Should you wish to comment on this column, or have questions or ideas you would like to have explored in a future column, please write to John Hotchner, VSC Contributor, P.O. Box 1125, Falls Church, VA 22041-0125, or email, putting “VSC” in the subject line.

Or comment right here.

5 thoughts on “Hotchner: Dealing With Self-Sticks


    Is a similar article about using Bestine, or ” 100% Natural Non-Aerosol Pure Citrus Orange ( or Lemon ) Air Freshner “. It works. I just used it on the American Motorcycle, Pluto-New Horizon, Alaska Statehood, and Hawaii Shirts stamps.

    The Pure Citrus and As Natural as it gets are trademarks of Blue Magic Inc
    Technical Chemical CO Cleburne TX

    Available at Home Depot, Fred Meyers & Other Kroger grocery stores, Bi-Mart, and probably lots of other places.

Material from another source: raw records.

PR #214, opened 2020-01-16
Add support for blocked and parallel reprojection in ``reproject_interp``

AlistairSymonds:
Performing reprojection of any non-healpix type by breaking up the out space into blocks and iterating over each block to perform reprojection into that specific block of area. This means a large output space can be used whilst only having to load one block into memory at a time. 

Additionally these output blocks can be processed in parallel to achieve a speed up of any function. 

As mentioned there is still some debug code in there which needs to be cleaned up (commented print statement, imports used for profiling), but the functionality is there.

### DIFF
--- a/reproject/interpolation/high_level.py
+++ b/reproject/interpolation/high_level.py
@@ -1,8 +1,8 @@
 # Licensed under a 3-clause BSD style license - see LICENSE.rst
-
+import os
 from astropy.utils import deprecated_renamed_argument
 
-from ..utils import parse_input_data, parse_output_projection
+from ..utils import parse_input_data, parse_output_projection, reproject_blocked
 from .core import _reproject_full
 
 __all__ = ['reproject_interp']
@@ -17,15 +17,11 @@ ORDER['bicubic'] = 3
 @deprecated_renamed_argument('independent_celestial_slices', None, since='0.6')
 def reproject_interp(input_data, output_projection, shape_out=None, hdu_in=0,
                      order='bilinear', independent_celestial_slices=False,
-                     output_array=None, return_footprint=True,
-                     roundtrip_coords=True):
+                     output_array=None, return_footprint=True, output_footprint=None,
+                     block_size=None, parallel=False, roundtrip_coords=True):
     """
     Reproject data to a new projection using interpolation (this is typically
     the fastest way to reproject an image).
-
-    The output pixel grid is transformed to the input pixel grid, and the
-    data values in ``input_data`` interpolated on to these coordinates to get
-    the reprojected data on the output grid.
 
     Parameters
     ----------
@@ -69,6 +65,11 @@ def reproject_interp(input_data, output_projection, shape_out=None, hdu_in=0,
         extremely large files.
     return_footprint : bool
         Whether to return the footprint in addition to the output array.
+    block_size : None or tuple of (int, int)
+        If not none, a blocked projection will be performed where the output space is
+        reprojected to one block at a time, this is useful for memory limited scenarios
+        such as dealing with very large arrays or high resolution output spaces.
+    parallel : bool or int
     roundtrip_coords : bool
         Whether to verify that coordinate transformations are defined in both
         directions.
@@ -90,6 +91,26 @@ def reproject_interp(input_data, output_projection, shape_out=None, hdu_in=0,
     if isinstance(order, str):
         order = ORDER[order]
 
-    return _reproject_full(array_in, wcs_in, wcs_out, shape_out=shape_out,
-                           order=order, array_out=output_array,
-                           return_footprint=return_footprint, roundtrip_coords=roundtrip_coords)
+    # if either of these are not default, it means a blocked method must be used
+    if block_size is not None or parallel is not False:
+        # if parallel is set but block size isn't, we'll choose
+        # block size so each thread gets one block each
+        if parallel is not False and block_size is None:
+            block_size = shape_out.copy()
+            # each thread gets an equal sized strip of output area to process
+            block_size[0] = shape_out[0] // os.cpu_count()
+
+        # given we have cases where modern system have many cpu cores some sanity clamping is
+        # to avoid 0 length block sizes when num_cpu_cores is greater than the side of the image
+        for dim_idx in range(min(len(shape_out), 2)):
+            if block_size[dim_idx] == 0:
+                block_size[dim_idx] = shape_out[dim_idx]
+
+        return reproject_blocked(_reproject_full, array_in=array_in, wcs_in=wcs_in, wcs_out=wcs_out,
+                                 shape_out=shape_out, output_array=output_array, parallel=parallel,
+                                 block_size=block_size, return_footprint=return_footprint,
+                                 output_footprint=output_footprint)
+    else:
+        return _reproject_full(array_in, wcs_in, wcs_out, shape_out=shape_out,
+                               order=order, array_out=output_array,
+                               return_footprint=return_footprint, roundtrip_coords=roundtrip_coords)
--- a/reproject/interpolation/high_level.py
+++ b/reproject/interpolation/high_level.py
@@ -1,5 +1,6 @@
 # Licensed under a 3-clause BSD style license - see LICENSE.rst
 import os
+
 from astropy.utils import deprecated_renamed_argument
 
 from ..utils import parse_input_data, parse_output_projection, reproject_blocked
@@ -70,6 +71,11 @@ def reproject_interp(input_data, output_projection, shape_out=None, hdu_in=0,
         reprojected to one block at a time, this is useful for memory limited scenarios
         such as dealing with very large arrays or high resolution output spaces.
     parallel : bool or int
+        Flag for parallel implementation. If ``True``, a parallel implementation
+        is chosen, the number of processes selected automatically to be equal to
+        the number of logical CPUs detected on the machine. If ``False``, a
+        serial implementation is chosen. If the flag is a positive integer ``n``
+        greater than one, a parallel implementation using ``n`` processes is chosen.
     roundtrip_coords : bool
         Whether to verify that coordinate transformations are defined in both
         directions.
--- a/reproject/interpolation/tests/test_core.py
+++ b/reproject/interpolation/tests/test_core.py
@@ -586,13 +586,24 @@ def test_identity_with_offset(roundtrip_coords):
 @pytest.mark.parametrize('parallel', [True, 0, 2, False])
 @pytest.mark.parametrize('block_size', [[10, 10], [500, 500], [500, 100], None])
 def test_blocked_against_single(parallel, block_size):
+
+    # Ensure when we break a reprojection down into multiple discrete blocks
+    # it has the same result as if all pixels where reprejcted at once
+
+    hdu1 = fits.open(get_pkg_data_filename('galactic_center/gc_2mass_k.fits'))[0]
+    hdu2 = fits.open(get_pkg_data_filename('galactic_center/gc_msx_e.fits'))[0]
+    array_test = None
+    footprint_test = None
+
     # the warning import and ignore is needed to keep pytest happy when running with
     # older versions of astropy which don't have this fix:
     # https://github.com/astropy/astropy/pull/12844
     # All the warning code should be removed when old version no longer being used
+    # Using context manager ensure only blocked function has them ignored
     import warnings
-    warnings.simplefilter('ignore', category=FITSFixedWarning)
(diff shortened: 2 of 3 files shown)


astrofrog:
Thanks for working on this! I've been taking a look at it and thinking about what would make sense from the point of view of the user API - in particular I think that we could simplify things a little if we don't expect this function to be called by the user directly, but having the user set e.g. ``chunk_size=(100,100)`` (and optionally ``parallel=...``) when calling ``reproject_interp`` and ``reproject_exact``, and then in the ``high_level.py`` files, once the input has all been parsed and sanitized, e.g here:

https://github.com/astropy/reproject/blob/0ed1b40b881a98440f9d79d958a29c884c3a5ad1/reproject/interpolation/high_level.py#L84

we would check if ``chunk_size`` is set, and if so, call your helper function to call the core function over chunks. This would mean not needing to do any parsing/validation in your function and also a simple API for users. Would you have time to explore this? If not, I'm happy to take over the PR and add commits to it, so just let me know what is best for you :)

AlistairSymonds:
I'm happy to look at it, just making sure I understand correctly, you mean doing something like this:

https://github.com/AlistairSymonds/reproject/blob/b7ab13c800b71526e3b38af8e118fcdf3edd6798/reproject/interpolation/high_level.py#L95-L101

astrofrog:
Yes exactly!

AlistairSymonds:
Okay that let me clean up the blocked_reproject function but there are still some issues where the interfaces for core functions don't quote match up, for instance both adaptive and interp have the `order` argument but the exact function does not.

AlistairSymonds:
@astrofrog any thoughts? It's cleaned up the issue a bit but not entirely (if the functions took **kwargs maybe it could be done nicer?)

astrofrog:
@AlistairSymonds - I'll look at this shortly, I'm very sorry for the delay!

AlistairSymonds:
Hey @astrofrog I've found some free time up my sleeve and a need to reproject a large number of images. So I've gone through and cleaned up some of the issues left dangling so all the defaults tests are passing.

There is two things remaining I think though, 

- obviously some new tests are needed for the parallel functionality. I was just going to take one of the examples from say the tutorial and compare the output of blocked/parallel against existing single thread whole image impl. Any comments you want to add on that plan would be appreciated
 
- The round trip tests are skipped unless sunpy is installed, the CI doesn't run these tests, are they expected to be ran or deprecated/purposefully not a priority?


I've got a few other ideas in the back of my mind that should really help speed up reprojecting large areas of the sky at high resolutions like culling empty tiles, but its the kind of thing that can probably wait until after this PR :)

AlistairSymonds:
> The round trip tests are skipped unless sunpy is installed, the CI doesn't run these tests, are they expected to be ran or deprecated/purposefully not a priority?

Apologies seems I was misunderstanding the AzurePipe reports, and they indeed ran and passed when I properly update my local tree to merge in latest from this repo.

I also only just found the astropy top level contributing guide, its highly likely it's got plenty of suggested changes too. (might be worth having a contributing file in this repo that just points there for dummies like me who aren't perfectly across astropy?)

pllim:
The CI is a little busted right now. It is unfortunate that this PR has been open for so long. We apologize for any inconvenience caused. Hopefully @astrofrog will come back to reviewing this soon...

reproject/interpolation/high_level.py
```diff
@@ -82,5 +92,23 @@ def reproject_interp(input_data, output_projection, shape_out=None, hdu_in=0,
...
         order = ORDER[order]
 
-    return _reproject_full(array_in, wcs_in, wcs_out, shape_out=shape_out, order=order,
-                           array_out=output_array, return_footprint=return_footprint)
+    # if either of these are not default, it means a blocked method must be used
+    if block_size is not None or parallel is not False:
+        # if parallel is set but block size isn't, we'll choose
+        # block size so each thread gets one block each
+        if parallel is not False and block_size is None:
+            block_size = [dim // os.cpu_count() for dim in shape_out]
```
keflavich, line 100: This code block doesn't match the comment above, right?  If we have 4 CPUs, say, and a 2D image, `block_size` will be 1/16th the image size, so each CPU will get 4 blocks.  This isn't necessarily a bad thing, but it's also not obviously the right default.

reproject/utils.py
```diff
@@ -133,3 +136,103 @@ def parse_output_projection(output_projection, shape_out=None, output_array=None
...
+    if output_array is None:
+        output_array = np.zeros(shape_out, dtype=float)
+    if output_footprint is None and return_footprint:
+        output_footprint = np.zeros(shape_out, dtype=float)
+
+    # setup variables needed for multiprocessing if required
+    proc_pool = None
+    blocks_futures = []
+
+    if parallel or type(parallel) is int:
```
keflavich, line 170: I think we want `and` here?  Otherwise `parallel=0` will try to work with 0 workers

keflavich (approved):
I have two really minor comments but this looks great to me.  I'm testing it out on some cubes now.

keflavich:
One more aside - it would be nice to add some sort of progressbar support, but that can be a different Issue.

reproject/interpolation/high_level.py
AlistairSymonds: Ah yes you're dead right, and its probably worth doing big long strips that match the fits memory layout anyway.

reproject/utils.py
AlistairSymonds: This might need tightening up, I was imagining parellel=True as being let reproject auto determine threading, but as you say zero would lead to issues.

AlistairSymonds:
Also just quickly while there's more people looking at this, I'm gonna go over @keflavich's comments and make some updates if no one says otherwise. 

Generally if anyone has feedback on more higher level python/astropy ways of doing things, I'll take it, I'm someone who's written a fair bit of python at various points but main wheel house is verilog and HW design - so I've probably missed something obvious.

astrofrog (changes requested):
@AlistairSymonds - this is looking good so far! Please do go ahead and rebase (to hopefully fix the CI) and implement @keflavich's comments.

The only comment I have for now is a general one, which is that I think it would be good to change the terminology from 'block' to 'chunk' to match dask terminology - as I think we might want to add support for dask anyway in reproject in future (for input/output arrays) and it would be confusing to have two different terms.

I have more time available to work now so I will be more responsive here now and would like to make sure we can include this in the next release! 😄

AlistairSymonds:
Yeah I've got no strong attachment to any term, there's lots of options that are as equally overloaded as each other it seems - tiles, chunks, block, bins.

And frick I've completely beans'd up the rebase, I still had a master branch laying about in my fork instead of main and its all gone awry - gonna fix that up then address the comments for realsies this time instead of just talking about it.

AlistairSymonds:
Okay as nice as it would be to have the original 3yr old pull request be accepted the git history is turning into a nightmare - when I have time on the weekend I'm going to make a new devbranch then manually port across. (Is it obvious I've only used perforce professionally? :P )

AlistairSymonds:
@astrofrog I'd say its 99% clean, the only issue left seems to be from the testdata being used when I run with the oldestdeps config. It seems something to do with (un)pickling the WCS causing a FITSFixedWarning in unpickling when returning from the multiprocessing call of _block() causing pytest to fall apart?


The only thing I've found otherwise is the following two pull requests

https://github.com/astropy/astropy/pull/12844

which came from it being identified as a bug here: https://github.com/astropy/astropy/issues/12834

So indeed the lines causing the warning have been fixed in later astropy versions, and when running the test code outside of we just get warnings but the np assert doesn't fire, eg:



Is this something worth working around or just leave as is since a newer version of astropy has fixed it?

pllim:
Since it has been fixed in astropy already, you could use `warnings` module to ignore this warning for the test here. Thanks!

reproject/interpolation/tests/test_core.py
```diff
@@ -586,6 +586,25 @@ def test_identity_with_offset(roundtrip_coords):
 @pytest.mark.parametrize('parallel', [True, 0, 2, False])
 @pytest.mark.parametrize('block_size', [[10, 10], [500, 500], [500, 100], None])
 def test_blocked_against_single(parallel, block_size):
+    # the warning import and ignore is needed to keep pytest happy when running with
+    # older versions of astropy which don't have this fix:
+    # https://github.com/astropy/astropy/pull/12844
+    # All the warning code should be removed when old version no longer being used
+    import warnings
+    warnings.simplefilter('ignore', category=FITSFixedWarning)
```
pllim, line 594: Does this ignore it for the whole test session? Would a context manager be safer?

AlistairSymonds: I did a quick test by just adding the following function to the bottom of the test file and it still failed correctly - so no doesn't seem to affect the whole pytest session. 
```
def test_fitswarning():
    raise FITSFixedWarning
```

I assume each test gets its own new invocation of the python interepter so it works but couldn't find any conrete reference to that implementation detail or if it should be relied upon.

So I do agree it would be better if a ` with warnings.catch_warnings()` manager was used, since then it could be used just wrap the new changes - I've done this locally and just running some checks

AlistairSymonds:
I think that's everything now? Once this is in I'm also happy to take a look at doing a similar thing for the adaptive and exact methods too - just tackling one problem at a time :D

reproject/interpolation/high_level.py
```diff
@@ -69,6 +65,11 @@ def reproject_interp(input_data, output_projection, shape_out=None, hdu_in=0,
         extremely large files.
     return_footprint : bool
         Whether to return the footprint in addition to the output array.
+    block_size : None or tuple of (int, int)
+        If not none, a blocked projection will be performed where the output space is
+        reprojected to one block at a time, this is useful for memory limited scenarios
+        such as dealing with very large arrays or high resolution output spaces.
+    parallel : bool or int
```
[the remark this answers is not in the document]
AlistairSymonds: I'll go over this another time/recomment etc - I was trying to emulate the parallel argument already used in the reproject_exact() function but it's definitely been a while since I originally wrote and looked closely at this.

reproject/interpolation/high_level.py
```diff
@@ -90,6 +91,26 @@ def reproject_interp(input_data, output_projection, shape_out=None, hdu_in=0,
...
-                           order=order, array_out=output_array,
-                           return_footprint=return_footprint, roundtrip_coords=roundtrip_coords)
+    # if either of these are not default, it means a blocked method must be used
+    if block_size is not None or parallel is not False:
+        # if parallel is set but block size isn't, we'll choose
+        # block size so each thread gets one block each
+        if parallel is not False and block_size is None:
+            block_size = shape_out.copy()
+            # each thread gets an equal sized strip of output area to process
+            block_size[0] = shape_out[0] // os.cpu_count()
```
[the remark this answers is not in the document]
AlistairSymonds: Block size is controllable separately to allow for memory usage tuning, eg if you're reprojecting a field 10s of degrees wide to a 0.5"/px scale that just blows up memory usage. This was my original usecase for doing this blocked functionality - everything possible to stop loading the entire input and output arrays into memory at once. 

Additonally there's also some existing code in the moasicking reproject_and_coadd() function that does some culling on a full input field granularity - I'm not sure if it's actually robust with all distortions/projections but ideally a similar sort of empty block culling could be used in future here too. 

Happy to change the parallel=1 case too.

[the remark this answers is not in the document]
astrofrog: Part of me thinks parallel=1 should actually use the parallel infrastructure rather with one worker rather than be the same as False - as it could be useful for debugging?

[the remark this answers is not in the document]
AlistairSymonds: That was my original thought too - or when someone wants the maths to happen in another process so they could do GIL shennigans in the main thread or something? Not super attached either way and not a big change to do, I've got tomorrow off of work so can address it along with the other stuff Lim mentioned if needed.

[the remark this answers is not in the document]
astrofrog: Ok - I would suggest leaving the current behavior as-is.

astrofrog:
@AlistairSymonds - if you can update the docstrings as @pllim mentioned and avoid the use of the continuation character, I'll go ahead and merge this. Thanks!

astrofrog (approved):

astrofrog:
@AlistairSymonds - thanks for your work on this and sorry it took so long to merge!

AlistairSymonds:
Cheers! Glad it happened in the end - I'll take a look at doing the same for adaptive and exact methods now a base has been put in.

    It Does Not remove the glue on regular WAG stamps, such as the Hubert Humphrey (52c ) or Samuel P. Langley ( 45c ) stamps. Those soak off.

    A new way to Go Soak your Stamps!

    • The Pure Citrus Orange is also available at Wal Mart, for $3.92 ( 20% less ) for the exact same as the Home Depot Item.

      • So here’s my results using Pure Citrus. I sprayed the back of the paper the stamp was stuck to. I let the Pure Citrus work for about 90 seconds. The stamp lifted off easily and with a wipe of a tissue to remove the remaining adhesive and all worked as expected. What wasn’t so good was the cancellation ink stained the white areas of the stamp. Not a good thing. Obviously the cancellation ink is something to consider in using this process but who knows if there is any consistency in what the USPS uses for cancellation ink.

  2. My US Stamp album ends with 2005. After that, I use Vario pages for any US stamp issues that I like (which are just a few each year). Most current US issues I have no interest in – there are far more worthy stamps out there to spend my money on.